Potassium diagnosis is crucial to the natural rubber industry. According to diagnostic technical regulations, there are still two undefined potassium content intervals. The potassium characteristics in these intervals are not sufficiently prominent, making it still difficult to achieve sufficient accuracy in the process of building classification models or regression models. In subsequent studies, to achieve high-precision modeling over the complete potassium content range, it will be necessary to develop methods for the co-optimization of the spatial–spectral feature space. Specifically, feasible methods need to be developed to screen different combinations of key characteristic bands in different sub-regions of the leaf, and through the realization of model miniaturization, more robust and widely applicable modeling results can be obtained.
5. Conclusions
This study addresses the issue where mainstream average spectral modeling ignores spatial information in hyperspectral imaging for potassium content diagnosis in rubber leaves, and proposes a leaf-scale spatial–spectral feature fusion method based on sub-region segmentation to improve modeling accuracy.
By fully considering the objectively existing differences in spectral characteristics among various local regions on the leaf surface, the method dynamically segments sub-regions on the leaf surface via a clustering algorithm and optimizes the modeling weights of each sub-region using a genetic algorithm. Experiments show that its performance is significantly superior to traditional average spectral modeling and texture feature fusion methods. In particular, after applying MSC to pixel-level spectra, when the leaf pixel spectra are clustered into nine subsets, the accuracy, precision, macro-F1, and macro-recall for potassium content diagnosis all reach 0.97, which is much higher than the 0.87 achieved by average spectral modeling.

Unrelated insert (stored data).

PR #2533, opened 2026-08-20
docs(device-connect): document the two variables that secure the Reachy daemon link

cagataycali:
## Problem

`docs/device-connect.md` is where an operator configures Device Connect. Its reference documented `REACHY_DAEMON_TOKEN` - filed under `#### Other` as "Auth token for the Reachy Mini daemon, if it requires one" - and documented neither of the two variables that secure the link that token travels on. Both were absent from the page, and from every other page: `grep -rn REACHY_DAEMON_TLS README.md docs/` returned nothing.

`REACHY_DAEMON_TLS` is the only knob that encrypts the daemon channel. Its own resolver says why that matters:

> a bearer token (see `_daemon_auth_token`) only authenticates the caller -- over plaintext `ws://` / `http://` the token and every actuator command still travel in cleartext and can be sniffed or replayed by anyone on the network segment.

So the page listed the credential and omitted the thing that protects it. Measured by following the page exactly - set the one documented variable, change nothing else:

| followed | REST URL | WebSocket URL | `Authorization` | encrypted |
|---|---|---|---|---|
| `REACHY_DAEMON_TOKEN=s3cr3t` | `http://reachy.local:8080/pose` | `ws://reachy.local:8080/ws/sdk` | `Bearer s3cr3t` | no |
| `+ REACHY_DAEMON_TLS=1` | `https://...` | `wss://...` | `Bearer s3cr3t` | yes |

The reader who followed the page got the first row: authenticated, and readable by anyone on the segment. `REACHY_DAEMON_TLS_INSECURE`, which keeps the encryption but stops verifying the daemon's certificate, was undocumented too - a weakened posture with no entry in the reference that describes it.

Of the five environment variables the Device Connect surface reads, three were documented and the two missing ones were the security-relevant pair.

## Change

Documentation only; no package code is touched.

The three variables that secure the daemon link are documented together under `#### Transport security`, with a note that `ReachyMiniDriver` reaches its robot over a second link the messaging variables above do not cover, that the link is plaintext by default, and that the token authenticates while only `REACHY_DAEMON_TLS` encrypts. Each row states its accepted spellings (`1`/`true`/`yes`/`on`, any case) and its default. The token row moves out of `#### Other` into that table: one link, one table, because a reader who finds only one of the three configures half a posture.

`REACHY_DAEMON_TOKEN` is documented on this page and not in README - the established home for Device Connect variables - so the new rows follow it there.

## Guard

`tests/test_docs_device_connect_env_reference.py` grades two properties, both derived from the package rather than from a list kept beside it, so a variable added later is graded on arrival:

- **Every variable the surface reads is documented.** The set comes from an AST walk of `strands_robots/device_connect/` for literal `os.getenv` / `os.environ.get` / `os.environ[...]` keys.
- **The variables of one link are documented under one heading.** Scoped to the module that owns the daemon link, so `MESSAGING_BACKEND` and `DEVICE_CONNECT_ALLOW_INSECURE` - a different channel, read elsewhere - are graded for presence, not placement. A control pins that scoping.

A third test parses the accepted spellings back out of the `REACHY_DAEMON_TLS` row and applies each one, so the row cannot advertise a value that leaves the link plaintext.

The plaintext default is asserted directly as well. Those assertions hold on both sides of this change - they are facts about the code, not the page, and they are the reason the omission mattered.

## Verification

Measured at `479041a2`.

Pre-fix split, this test file copied onto `upstream/main`: **3 failed / 7 passed**, each failure naming the offender.

```
test_every_device_connect_env_var_is_documented
  -> documents no row for environment variables the Device Connect surface reads:
     ['REACHY_DAEMON_TLS', 'REACHY_DAEMON_TLS_INSECURE']
test_the_daemon_link_variables_are_documented_in_one_table
  -> documented under different headings (empty = not documented at all):
     {'REACHY_DAEMON_TOKEN': 'Other', 'REACHY_DAEMON_TLS': '', 'REACHY_DAEMON_TLS_INSECURE': ''}
test_the_documented_tls_spellings_really_upgrade_the_link
  -> REACHY_DAEMON_TLS' row advertises no accepted spelling
```

All 10 pass here. The 7 that pass on both trees are the controls: the plaintext default, the closed spelling vocabulary, the verification default, the messaging variables' exemption from the placement rule, a non-vacuity check that the scan reaches the package, and two plants - a page missing a variable and a page splitting the link across two tables are both reported.

Local gate over the 71 test files that read a docs page or touch the Device Connect surface, plus the repo-wide guards:

|---|---|---|---|---|
| this branch | 2 | 3727 | 8 | 3737 |
| `upstream/main` | 5 | 3724 | 8 | 3737 |

Branch-only failures: none. The base-only three are the pre-fix failures above. The two failures shared by both trees are `tests/test_device_connect_hardening.py::{test_broadcast_dispatch_uses_validated_command,test_tell_invoke_carries_identity}`, which need `device_connect_agent_tools` - a declared dependency absent from this environment.

`ruff check` / `ruff format --check` clean over `strands_robots tests tests_integ`; `mypy` 24 errors on this branch and 24 on `upstream/main`, none in the changed files.

## The link, configured from the documentation

Both columns run identical package code against the same probe. The only variable is what each tree's own copy of the page tells the operator to set: the capture reads that page, derives which daemon-link variables it documents and which value it says encrypts the channel, applies them, and reports the resulting URLs and header.

The Reachy Mini daemon link, configured from the documentation


yinsong1986 (approved):
## Summary

Documentation-only fix: `docs/device-connect.md` listed `REACHY_DAEMON_TOKEN` under `#### Other` but documented neither `REACHY_DAEMON_TLS` (the only knob that encrypts the Reachy Mini daemon link) nor `REACHY_DAEMON_TLS_INSECURE`, so an operator following the page shipped the bearer token over plaintext `http://`/`ws://`. The PR moves all three daemon-link variables into one table under transport security, states each row's accepted spellings and plaintext default, and adds a guard test that derives the required variable set from an AST walk of `strands_robots/device_connect/` rather than a hand-kept list, so a variable added later is graded on arrival. No package code is touched.

## What's good

- The documented rows match the code exactly: the `1`/`true`/`yes`/`on` (any case) vocabulary, the plaintext default, and the verify-by-default posture all check out against `reachy_transport.py`'s resolvers, and the spelling test round-trips each advertised value through `_daemon_use_tls()` so the row cannot drift from the code.
- The one-table placement rule is scoped to the module that owns the daemon link, with a control pinning that `MESSAGING_BACKEND` / `DEVICE_CONNECT_ALLOW_INSECURE` are graded for presence only - the guard won't misfire on the messaging channel's variables.
- Both plants (a page missing a variable, a page splitting the link across headings) are exercised, and env mutation uses `monkeypatch` / `MonkeyPatch.context()` per AGENTS.md testing conventions. Changelog fragment follows the `changelog.d/<pr>-<slug>.md` convention.

## Verification suggestions

- With the `[all,dev]` extras installed (the new tests import `strands_robots.device_connect`, which needs `device-connect-edge`): `pytest tests/test_docs_device_connect_env_reference.py -q` - 10 pass at head; copied onto `main` the three coverage/placement/spelling tests fail naming the two undocumented variables, matching the PR description's pre-fix split.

Visualization of sub-region weights reveals that enhancing the modeling contribution of leaf edge regions can improve diagnostic accuracy, which is consistent with the response pattern of potassium in leaves, confirming the rationality of this spatial–spectral fusion strategy.
In summary, this study provides an effective technical approach for accurate non-destructive diagnosis of potassium content in rubber leaves, which is of positive significance for scientific nutrient management in rubber plantations and the sustainable development of the natural rubber industry. Its framework can also serve as a reference for nutrient diagnosis in other crops.